Monday, 2 July 2012

Monday Muse and Moan

Tomorrow, I will find out more details about my breast cancer and the next step in the journey. I'm not expecting any shocking news, mainly details about type of cancer it is and if I need hormone treatment too along with the date for a chemotherapy appointment. My drain looks unlikely to be removed.

I had the enormous privilege of chatting informally to a Nurse from the Cancer Care Centre, her son is friend's with my niece. She kindly gave up her time to answer some questions and tell me how things will work, generally speaking.

Enlightening information. Relieving me of some stress. At least, I know I will not I hope incur out of pocket and extra expenses for the Chemotherapy at the Cancer Centre to which I have been referred . Forty minutes away I would have , even as a public patient, in a supposedly 'free public health system'.

In my new country town I'd have to pay too, if they were taking new patients. One less worry, but shocking none the less, that others in my situation are forced to pay up at a time when they are under considerable financial and physical stress and/or not able to work.


I am not complaining - whatever it takes we would pay. We have considerable expenses despite Private Health Insurance. I am grateful we had it, for 24yrs I have contributed, my parents years ahead of me . Our contributions probably evened out if we include my husband's cancer / tumour surgery 2 years ago and my BAHA (Bone anchored hearing aid) 2.5 yrs ago.

I understand , Medicare pays a pittance to Specialist Surgeons and Anaesthetists , they are not recognised for the hard yards , for years of specializing in noodles and studying - to give us a brighter future. It was my choice , not to wait it out in public system,and to have my choice of surgeon.

We don't have sick leave, or insurance - we work for ourselves, having done so for nearly 20 yrs. We will sort it out regardless.

Right now we are in limbo , we can't make plans for anything ... to go home, to go away as we planned for a few days or even to visit friends till we know the next steps. I can't drive and I have to wait for help to do lots of things.

We have been in Sydney for over 2 weeks , it is hard to fathom how fast things changed , it is barely 2.5wks ago that things came crashing down and life was interrupted. Interrupted immeasurably.

Our cat is being cared for my a kind friend , not too far away . She is confined inside to one room , since she discovered their canary ;-). I didn't hear the full story, though I doubt she was admiring the canary's sweet song or plumage .

Our free spirited puppy, DASHI , also in Sydney at my FIL's , who lives next door to a dairy and horses.
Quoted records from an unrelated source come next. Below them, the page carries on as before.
Issue #990, opened 2021-04-11
Buttercup crashes immediately on Windows


vikaspotluri123:
Congrats on 2.0! 🥳

I just installed 2.0.0, but the app keeps crashing. Here's the log from launching it in powershell:

```
[INF] 20:48:42: Application ready
[INF] 20:48:42: Application session started: 2021-04-11T20:48:42.237Z
[INF] 20:48:42: Logs location: (%localappdata%)\Buttercup-nodejs\Log\buttercup-desktop.log
[INF] 20:48:42: System locale detected: en-US
[INF] 20:48:42: Starting with language: en-US
[INF] 20:48:42: Updated search records for 0 vaults
[INF] 20:48:42: Updated search records for 0 vaults
[ERR] 20:48:42: TypeError: electron_1.systemPreferences.canPromptTouchID is not a function
at <anonymous>              resources/app.asar/build/main/services/biometrics.js:82  return electron_1.systemPreferences.canPromptTouchID();
at next
at                          resources/app.asar/build/main/services/biometrics.js:8   step((generator = generator.apply(thisArg, _arguments || [])).next());
at new Promise
at __awaiter                resources/app.asar/build/main/services/biometrics.js:4   return new (P || (P = Promise))(function (resolve, reject) {
at supportsBiometricUnlock  resources/app.asar/build/main/services/biometrics.js:81  return __awaiter(this, void 0, void 0, function* () {
at                          resources/app.asar/build/main/actions/appMenu.js:34      const biometricsSupported = yield biometrics_1.supportsBiometricUnlock();
at next
at fulfilled                resources/app.asar/build/main/actions/appMenu.js:5       function fulfilled(value) { try { step(generator.next(value)); } catch (e) { reΓÇª
```

The log file mentioned in line 3 does not exist.

It seems to be caused by #988; It looks like [`canPromptTouchID`](https://www.electronjs.org/docs/api/system-preferences#systempreferencescanprompttouchid-macos) is available on macos only

Alternus:
The same error is also occurring on Manjaro Linux when attempting to run the .appimage

perry-mitchell:
Fixed by #994

PR #994, opened 2021-04-12
Fixed Biometrics Crash

### LINKED ISSUE #993: Buttercup 2.0.0 not opening on Windows 10
Buttercup was working fine, but after unistalling and installing the 2.0.0 for Windows x64 downloaded from Github, the program won't open. Not even a process is initialized in Task Manager.

Alternus:
Fixed the crash due to `TypeError: electron_1.systemPreferences.canPromptTouchID is not a function` mentioned in #990 and likely also the cause of #993. 
Currently tested this on Manjaro Linux.

EDIT: Fixes #993

### DIFF
--- a/source/main/services/biometrics.ts
+++ b/source/main/services/biometrics.ts
@@ -67,7 +67,11 @@ export async function sourceEnabledForBiometricUnlock(sourceID: VaultSourceID): 
 }
 
 export async function supportsBiometricUnlock(): Promise<boolean> {
-    return systemPreferences.canPromptTouchID();
+    try {
+        return systemPreferences.canPromptTouchID();
+    } catch (err) {
+        return false;
+    }
 }
 
 async function storePassword(sourceID: VaultSourceID, password: string): Promise<void> {


source/main/services/biometrics.ts
```diff
@@ -67,7 +67,11 @@ export async function sourceEnabledForBiometricUnlock(sourceID: VaultSourceID):
 }
 
 export async function supportsBiometricUnlock(): Promise<boolean> {
-    return systemPreferences.canPromptTouchID();
+    try {
+        return systemPreferences.canPromptTouchID();
+    } catch (err) {
+        return false;
+    }
```
vikaspotluri123, line 74:
```suggestion
	if (process.platform === 'darwin') {
        return systemPreferences.canPromptTouchID();
    }

    return false;
```

I don't think it really matters either way 😄

jy95: In [Electron docs](https://www.electronjs.org/docs/api/system-preferences#systempreferencescanprompttouchid-macos), it is written that `systemPreferences.canPromptTouchID()` is a MacOS-only feature. So it really don't matter ...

She has been chained up 24/7 except when my husband drives over to walk her and give her freedom . She must be so confused, after all we have few boundaries on the farm and she was only in an enclosure at night.

Sam and Joel are oblivious to the real reasons for our extended holiday , they know I had an operation and have a drain {{moan}}. Sam is most interested in checking the drain measurements. They will see my scars eventually

It stretches, very neatly, left to right across my chest with about a 1.5 cm gap at 'breastbone' , in a wide V shape , extending up into my armpits . I have a clear waterproof dressing only across my bare chest , covered up of course. I can shower with slight assistance only now to dry due to restricted arm movements.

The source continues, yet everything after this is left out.